O Brasil, em 4 de maio de 2026, virou um dos quatro países do mundo com fiscalização granular sobre cripto cambial em escala nacional. Não é mais uma promessa regulatória — é regime ativo. Quem opera precisa entender o desenho. Quem não entende vai descobrir, em algum momento dos próximos 18 meses, que descumprir ficou caro.
Perguntas frequentes sobre o Dia D da Resolução 521
O que muda exatamente em 4 de maio de 2026?
Entra em vigor a obrigação mensal das prestadoras de serviços de ativos virtuais (PSAVs) de reportar ao Banco Central, via Anexo II-A da Resolução 277, todas as operações cambiais com cripto: pagamentos internacionais, liquidação de cartões, movimentos para/de carteiras self-custodiais e negociação de stablecoins fiat-referenciadas. O reporte mensal é entregue até o dia 5 do mês seguinte.
Saques e depósitos em cripto vão atrasar?
Provavelmente sim, especialmente em operações que envolvam contraparte no exterior ou movimentação para wallets self-custodiais de terceiros. As exchanges agora precisam coletar finalidade da operação, identificação completa da contraparte e país de origem/destino antes de processar. O atraso depende da complexidade da operação e da maturidade da exchange — players grandes (Mercado Bitcoin, Binance, Foxbit) têm equipe pra isso; as menores podem demorar mais.
Vou ser obrigado a revelar quem é dono de wallet de terceiro pra fazer transferência?
Sim, se a operação caracterizar câmbio (envolvimento internacional, cartão, stablecoin fiat-referenciada). A exchange pedirá CPF/CNPJ ou passaporte da contraparte como condição para processar. Esse ponto específico é o que motiva os argumentos de inconstitucionalidade do Anexo II-A — é onde a obrigação técnica da PSAV vira obrigação prática do usuário, sem lei formal autorizando.
Carteiras como Ledger e MetaMask agora estão "sob fiscalização"?

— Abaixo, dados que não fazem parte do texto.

PR #2695, opened 2026-03-27
feat: use local HTTP server for OAuth callback - AAP-70006

goneri:
Replace reliance on the `vscode://` URI scheme handler (which is not
always functional at OS level) with a local HTTP server on a random
port to receive the OAuth redirect. This behaviour is only enabled
for the Lightspeed / SAAS endpoint.

## Changes

- **Local loopback OAuth callback**: start an ephemeral HTTP server on
  `127.0.0.1:<random-port>/callback` and use it as the `redirect_uri`
  when the base URI matches SAAS hosts. The `vscode://` URI handler is
  used for all other endpoints.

Não diretamente. A Ledger ou MetaMask em si não tem obrigação. Mas qualquer interação dessas carteiras com PSAV brasileira (ao depositar, sacar, ou converter) gera obrigação de reporte da PSAV ao BCB, com identificação do dono da wallet. Wallets que nunca tocam exchange brasileira regulada continuam fora do perímetro de reporte direto — mas estão sujeitas a outras regras (Receita Federal, COAF) em casos de uso transacional.
O Anexo II-A pode ser derrubado pelo STF?
Há fundamentos jurídicos relevantes para questionamento, especialmente quanto à reserva legal qualificada. Mas o caminho processual via Ação Direta de Inconstitucionalidade leva, em média, 3 a 5 anos no STF, e não suspende automaticamente a vigência da norma. Mandados de segurança individuais podem trazer decisões mais rápidas em casos específicos. O cenário base é: regime continua em vigor enquanto o tema é debatido judicialmente.
Pra quem só usa exchange brasileira pra comprar e vender cripto, muda muito?
Pouco no curtíssimo prazo, exceto leve atrito a mais em saques e mais campos de declaração. O impacto é maior pra quem usa cripto como rail de pagamento internacional, recebe de fora, paga fornecedor lá, ou movimenta entre exchange brasileira e wallet self-custodial pra terceiros.
Exchanges internacionais como BingX, MEXC, Bybit vão sair do Brasil?
As que não criarem entidade local autorizada como PSAV até 31 de outubro de 2026 não poderão mais oferecer serviços a clientes brasileiros legalmente. Algumas vão protocolar autorização (Binance e Bybit já sinalizaram); outras vão preferir migrar clientes para estrutura offshore e perder o mercado regulado brasileiro. A consolidação esperada deixa 3 a 5 grandes players autorizados.